In Prophecy, you can do the following with variant data:

  • Infer the variant schema
  • Configure the parsing limit for inferring the column structure
  • Use a nested column inside of the visual expression builder

Infer and edit variant data types

Prophecy does not store variant data types within the table definition. Each row can vary in data types, which makes them difficult to infer and use. Fortunately, you don't have to infer the schema yourself. You can use the column selector inside of your gems to automatically infer the variant data type, explore the multi-type variant structure, and later select a nested column to use in your transformations.

To automatically infer the variant data type:

  1. Open a gem that uses a variant column input, such as the FlattenSchema gem.

  2. Click the Variant dropdown, and click Infer Schema.

    Prophecy automatically detects and identifies the variant data types in your input data.

    Schema and column selector

    note

    Prophecy caches the inferred schema so you can use it again in the future whenever you reopen the model, gem, or another gem connected to the same input port.

    To see the last time your variant data type was inferred, see the box at the bottom of the column selector.

    To refresh the schema, click Infer Schema again.

Edit the variant data type schema

If Prophecy missed certain schema cases while sampling the records, you can make edits yourself.

To edit the variant data type schema:

  1. Click the Variant dropdown, and click Edit Schema.

  2. Use the data type dropdowns to manually choose the data type of each nested schema.

    Edit schema view

Variant sample setting

When Prophecy infers the variant data type, it samples the records to identify all potential iterations of keys and values within the schema. The default number of records that Prophecy parses to understand the nested data schema is 100.

To update this limit:

  1. Click on ... at the top of the page.

  2. Click Development Settings.

  3. Put in the number of records you want Prophecy to parse to understand the nested data schema.

    We recommend that you increase the limit for small structures, or decrease it for larger ones.

    Variant sampling setting

note

This setting does not rely on the ratio of the data since that would require a complete count of the data records.
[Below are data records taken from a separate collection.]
PR #136, opened 2017-03-23
Expose sysv IPC key to semian resource in ruby.

dalehamel:
# What

Exposes the string representation of the hexadecimal sysvIPC key.

The Sysv IPC resource key is a portable hexadecimal string that uniquely identifies a particular resource.

# Why

The sysv IPC key is extremely useful for manually diagnosing and debugging via `ipcs` as it is portable across systems. I had previously been manually adding an `sprintf` on a regular basis in order to debug, so may as well make this a first class citizen

# How

Some minor code reorganization, adding new members to the resource struct and passing it in and referencing it to the sysv_semaphore initializer.

### DIFF
--- a/ext/semian/resource.c
+++ b/ext/semian/resource.c
@@ -158,6 +158,14 @@ semian_resource_id(VALUE self)
 }
 
 VALUE
+semian_resource_key(VALUE self)
+{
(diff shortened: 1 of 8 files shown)


sirupsen:
😍

PR #137, opened 2017-03-23
Expose registered worker count to resource in rubyland

dalehamel:
# What

Expose the registered worker count to the ruby

# Why

The number of registered workers is extremely important to keep track of for the quota strategy. Exposing it to the resource allows for it to be emitted as a statsd metric very easily.

# How

Essentially, this is just a standard accessor pattern.

### DIFF
--- a/ext/semian/resource.c
+++ b/ext/semian/resource.c
@@ -135,6 +135,21 @@ semian_resource_tickets(VALUE self)
 }
 
 VALUE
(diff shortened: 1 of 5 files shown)


dalehamel:
Sorry for all the reviewers requested, the usual suspects for reviews are away.

Adding @sirupsen just so he can see it when he gets back.

PR #139, opened 2017-03-29
Specify a minimum number of tickets of 2 using quota strategy

dalehamel:
# What

Provide a value for the minimum number of tickets using the ticket quota strategy.

We default this to 2, to prevent issues where there is a small number of registered workers. It may be overridden.

This may be overridden by the user, but 2 is likely to be a reasonable default to prevent an overly-sensitive bulkhead.

# Why

If we have a very small number of registered workers, the bulkhead may be overly sensitive. For instance, if we have 2 workers with a quota of 0.5:

* 2 * 0.5 = 1 ticket
* Worker 1 acquires the ticket, but needs X time before it can release it
* During this, worker 2 tries to acquire the ticket, but has a timeout of Y

If X > Y in this situation, worker 2 will time out. 

This could be the case for resources that are accessed very infrequently or have a very small number of workers that might access them.

# How

If the number of workers calculated by the quota is less than the minimum, use the minimum instead.

### DIFF
--- a/README.md
+++ b/README.md
@@ -185,8 +185,8 @@ In this case, we'd allow 50% of the workers on a particular host to connect to t
 
 - You must pass **exactly** one of ticket or quota.
 - Tickets available will be the ceiling of the quota ratio to the number of workers
- - So, with one worker, there will always be a minimum of 1 ticket
 - Workers in different processes will automatically unregister when the process exits.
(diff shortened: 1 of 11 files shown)


dalehamel:
A better solution than this is actually to just append a small decimal to the quota.

EG, a quota of 0.5 with 2 workers yields one ticket, but 0.51 yields 2 which is sufficient to stop this.

PR #142, opened 2017-03-31
Add helper to forcefully reset worker counts

dalehamel:
# What

Add a helper to forcefully reset registered worker counts to zero.

# Why

In case if the worker count gets corrupted, this is safe to do for resources using static tickets.

# How

This method would need to be manually invoked, and then the next time the workers restart they should correctly register themselves. semctl with SETVAL will clear the SEM_UNDO table, which should cause the next registration to proceed correctly.

This is only safe on resources that are using static tickets or for debugging / diagnostic purposes, and should not be called regularly.

### DIFF
--- a/ext/semian/resource.c
+++ b/ext/semian/resource.c
@@ -93,17 +93,19 @@ semian_resource_destroy(VALUE self)
 VALUE
 semian_resource_reset_workers(VALUE self)
 {
-
+  int ret;
   semian_resource_t *res = NULL;
 
   TypedData_Get_Struct(self, semian_resource_t, &semian_resource_type, res);
 
   sem_meta_lock(res->sem_id);
   // This SETVAL will purge the SEM_UNDO table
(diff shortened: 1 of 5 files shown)


ext/semian/resource.c
```diff
@@ -91,6 +91,24 @@ semian_resource_destroy(VALUE self)
...
+{
+
+  semian_resource_t *res = NULL;
+
+  TypedData_Get_Struct(self, semian_resource_t, &semian_resource_type, res);
+
+  sem_meta_lock(res->sem_id);
+  // This SETVAL will purge the SEM_UNDO table
+  if (semctl(res->sem_id, SI_SEM_REGISTERED_WORKERS, SETVAL, 0) == -1) {
+    raise_semian_syscall_error("semctl()", errno);
```
camilo: Is it possible that you are not releasing the lock here?

PR #143, opened 2017-04-03
Must be able to access name without a bulkhead

dalehamel:
# What

Prevent a nil pointer dereference if attempting to read the name of a protected resource without a bulkhead.

# Why

Since bulkheads are now optional, we shouldn't delegate name explicitly to them, as this can result in a nil pointer dereference.

# How

The name is attempted to be read from the bulkhead first, falling back to the circuit breaker. If neither works, it will be nil, but it won't cause an exception to be raised from a nil pointer dereference.

### DIFF
--- a/lib/semian/protected_resource.rb
+++ b/lib/semian/protected_resource.rb
@@ -2,15 +2,16 @@ module Semian
   class ProtectedResource
     extend Forwardable
 
-    def_delegators :@bulkhead, :destroy, :count, :semid, :tickets, :registered_workers, :name
+    def_delegators :@bulkhead, :destroy, :count, :semid, :tickets, :registered_workers
     def_delegators :@circuit_breaker, :reset, :mark_failed, :mark_success, :request_allowed?,
                    :open?, :closed?, :half_open?
 
-    attr_reader :bulkhead, :circuit_breaker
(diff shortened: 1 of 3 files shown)


dalehamel:
We might just want "allow_nil" here, not sure what the best behavior is.

lib/semian/protected_resource.rb
```diff
@@ -2,15 +2,15 @@ module Semian
   class ProtectedResource
     extend Forwardable
 
-    def_delegators :@bulkhead, :destroy, :count, :semid, :tickets, :registered_workers, :name
     def_delegators :@circuit_breaker, :reset, :mark_failed, :mark_success, :request_allowed?,
```
sirupsen: Shouldn't we do the same if the circuit breaker is disabled?

dalehamel: Yeah i think both should just do allow_nil.

dalehamel:
> Yeah, I think we should consider just doing allow_nil. This is definitely an error, I don't think we should mock every call.

@sirupsen looks like `allow_nil` is a rails thing, if we are just using `forwardable` we might need to manually delegate things to make them safe when the delegate is nil.

PR #144, opened 2017-04-13
Add new mysql connection error

tamcgoey:
During our gem bump of `mysql2` (to 0.4.5), we noticed that we weren't throwing any `Mysql2::CircuitOpenError` exceptions, since a new mysql exception message was being used: `MySQL client is not connected`.

cc @georgetzavelas @bibstha

### DIFF
--- a/lib/semian/mysql2.rb
+++ b/lib/semian/mysql2.rb
@@ -25,6 +25,7 @@ module Semian
       /MySQL server has gone away/i,
       /Too many connections/i,
       /closed MySQL connection/i,
+      /MySQL client is not connected/i,
     )
 
     ResourceBusyError = ::Mysql2::ResourceBusyError


sirupsen:
Is this happening in jobs or in web requests? Typically this error happens on code-paths such as:

```ruby
# web request 1 with mysql down

begin
  Shop.first # fails
rescue
  # request continues, but client has been set to nil since it failed
end

Shop.first # no client connected error

# web request 2

# client has been reconnected when checked out in the connection pool middleware
Shop.first # succeeds
```

I think this error typically indicates rescuing `ActiveRecord` and `MySQL` connectivity exceptions where you should just fail and allow the middleware to re-connect, or re-connect inline.

georgetzavelas:
Yeah it seems the error message changes 3 times before settling on `MySQL client is not connected` when hitting our endpoint:
```
(byebug) get '/services/migrations'
*** ActiveRecord::StatementInvalid Exception: Mysql2::Error: [mysql_master] Lost connection to MySQL server during query: SELECT * FROM schema_migrations

nil
(byebug) get '/services/migrations'
*** ActiveRecord::StatementInvalid Exception: Mysql2::Error: [mysql_master] MySQL server has gone away: SELECT * FROM schema_migrations

nil
(byebug) get '/services/migrations'
*** ActiveRecord::StatementInvalid Exception: Mysql2::Error: MySQL client is not connected: SELECT * FROM schema_migrations

nil
(byebug) get '/services/migrations'
*** ActiveRecord::StatementInvalid Exception: Mysql2::Error: MySQL client is not connected: SELECT * FROM schema_migrations

nil
(byebug) get '/services/migrations'
*** ActiveRecord::StatementInvalid Exception: Mysql2::Error: MySQL client is not connected: SELECT * FROM schema_migrations
```

sirupsen:
Are those failing fast? Has `0.4.5` introduced its own circuit breaker perhaps?

tamcgoey:
It looks like this is new behaviour (a bug fix) for version 0.4.5.

[It was introduced in this commit](https://github.com/brianmario/mysql2/commit/f14023fcfee9e85e6fc1b0e568048811518f8c23), in order to [Move macro REQUIRE_CONNECTED to client.c](https://github.com/brianmario/mysql2/issues/763).

I didn't seen any mention of rolling their own circuit breaker.

tamcgoey:
Wanted to check back and see if we could support this, since it's blocking our upgrade to the latest mysql2 version ([which introduced the new error message](https://github.com/Shopify/semian/pull/144#issuecomment-293921192)).

cc @sirupsen

sirupsen:
Sorry, for the delay here. I was away yesterday. 😬 

Are you seeing these problems in production? In the test above @georgetzavelas are you taking down MySQL? I would agree that the circuit breaker error is the appropriate one here.

I'm concerned whether you can get in a state where you're not reconnecting, unless that console is in a functional testing environment where reconnection would _not_ occur (since it happens in a middleware in Rails).

If you can ack that, I'll merge—otherwise, let's get to the root of a nasty issue in your app. The reason I didn't merge this right away is that concern, I want to make sure you're not covering up something super scary 😱

nicolaslupien:
Btw, in '/services/migrations' we don't use AR connection directly without any check/rescue 
```ruby
render json: ApplicationRecord.connection.select_values("SELECT * FROM schema_migrations").to_json
```
https://github.com/Shopify/shipify/blob/master/app/controllers/services/ping_controller.rb#L15

sirupsen:
When will it reconnect after that failure if the database recovers?

sirupsen:
What I would expect to happen is that it'd call `verify!`, which will do a ping to MySQL. If that ping fails, it'll reconnect. In the console session above, is MySQL continuously down, or has it recovered?

georgetzavelas:
@sirupsen sorry for any confusion about my console test, that was me executing the API call in the middle of a debugger session just to illustrate the error messages.

PR #147, opened 2017-06-07
adapters: expose resource exceptions

sirupsen:
@hkdsun


sirupsen:
We don't need this. The adapter error is included into the base error.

Use a nested column in an expression

In the column selector, you can add a nested column by clicking Add Column when you hover over the input field name.

Add column

When you add a column nested within a variant data type, Prophecy automatically generates several fields according to the following rules:

FieldRule
Column nameThe column name matches the input field name, and is prefixed with the parent field path. If there's a conflict, Prophecy appends numbers starting with _0 until it becomes unique.
For example, if the column name customers_name already exists, Prophecy might name the new field customers_name_0.
ExpressionThe expression represents the full path to the selected field, and uses existing flattened subpaths.
Data typeThe data type is automatically CAST to the closest inferred type.

Default casting

Prophecy automatically adds a CAST to any column you add from a nested type. By default, the column is cast using the standard CAST(x AS y) syntax.

In some cases, a path within a variant data type may hold different value types across rows. For example, a dataset can contain different data types, such as integer, object, and boolean for each row’s value key.

Prophecy supports this scenario by presenting each detected data type for a given key, array, or object as a separate item in the column selector. When you add one of those columns to the expression, Prophecy uses explicit casting, which may error out if the cast is not possible. You can change this behavior by using TRY_CAST, which returns null if the cast is not possible.